[Collected data]
-- Opening Marker --

PR #1105, opened 2023-02-14

Gaurav17Joshi:
## Description

 Adding  a feature to the ..core/linalg/solver.py file. The function triangular_solves solves a system of equation Ax = B, where A and B are two-dimensional DND arrays, such that A is either upper or lower triangular.

## Changes proposed:

## Type of change
 New feature

No

Sample Output:
upper matrix (split)


Gaurav17Joshi:
@mrfh92 , can you help me understand why the pre-commit.ci-pr is showing error? I think it is because of formatting isuues in the code and the file https://github.com/helmholtzanalytics/heat/pull/1105/commits/053bf552edfbd82c86b57c5d01be27bf93514ab6, shows the places where change has to be made, is that the case ?

PR #1107, opened 2023-02-14

Gaurav17Joshi:
## Description

Adding a feature to the ..core/linalg/solver.py file. The function triangular_solves solves a system of equation Ax = B, where A and B are two-dimensional DND arrays, such that A is either upper or lower triangular.

## Changes proposed:

## Type of change
 New feature

No

Sample Output:


Gaurav17Joshi:
@mrfh92 , please help me mitigate these errors.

-- Closing Marker --

*Your instructions*: Report each line above containing the string "where".

*Solution to this exercise*:
 Adding  a feature to the ..core/linalg/solver.py file. The function triangular_solves solves a system of equation Ax = B, where A and B are two-dimensional DND arrays, such that A is either upper or lower triangular.
@mrfh92 , can you help me understand why the pre-commit.ci-pr is showing error? I think it is because of formatting isuues in the code and the file https://github.com/helmholtzanalytics/heat/pull/1105/commits/053bf552edfbd82c86b57c5d01be27bf93514ab6, shows the places where change has to be made, is that the case ?
Adding a feature to the ..core/linalg/solver.py file. The function triangular_solves solves a system of equation Ax = B, where A and B are two-dimensional DND arrays, such that A is either upper or lower triangular.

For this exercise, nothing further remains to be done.